Issue #490, opened 2023-02-06
Link to blog post is wrong


khmarbaise:
The link to the blog post https://blog.soebes.de/blog/2020/08/18/itf-part-i/ is wrong.

timtebeek:
Fixed the link just now; good seeing you here!

Missed you in the hallway track at FOSDEM, but if there's ever anything we can help with let us know :)

khmarbaise:
I've provided a pr to fix this. I had been in the dev room for the openrewrite lecture 👍

timtebeek:
Yes glad to hear! If you ever want to apply some recipes in bulk we have 90 Apache Maven repositories in https://public.moderne.io ; I had done some earlier pull requests manually to apache/maven-wrapper for their JUnit 5 migration; we can scale that up if you'd like. I'm available in the Foojay Slack if it helps.

PR #491, opened 2023-02-06
fix link to blog post ist wrong. (#490)

khmarbaise:


timtebeek:
Locally I only had success opening https://blog.soebes.io/posts/2020/08/2020-08-17-itf-part-i/
Would you agree that link works, whereas https://blog.soebes.de/posts/2020/08/18/itf-part-i/ gives a 404?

========================

## What you will do
Your task is to restate every record exactly.

## Final answer
Issue #490, opened 2023-02-06
Link to blog post is wrong


khmarbaise:
The link to the blog post https://blog.soebes.de/blog/2020/08/18/itf-part-i/ is wrong.

timtebeek:
Fixed the link just now; good seeing you here!

Missed you in the hallway track at FOSDEM, but if there's ever anything we can help with let us know :)

khmarbaise:
I've provided a pr to fix this. I had been in the dev room for the openrewrite lecture 👍

timtebeek:
Yes glad to hear! If you ever want to apply some recipes in bulk we have 90 Apache Maven repositories in https://public.moderne.io ; I had done some earlier pull requests manually to apache/maven-wrapper for their JUnit 5 migration; we can scale that up if you'd like. I'm available in the Foojay Slack if it helps.

PR #491, opened 2023-02-06
fix link to blog post ist wrong. (#490)

khmarbaise:


timtebeek:
Locally I only had success opening https://blog.soebes.io/posts/2020/08/2020-08-17-itf-part-i/
Would you agree that link works, whereas https://blog.soebes.de/posts/2020/08/18/itf-part-i/ gives a 404?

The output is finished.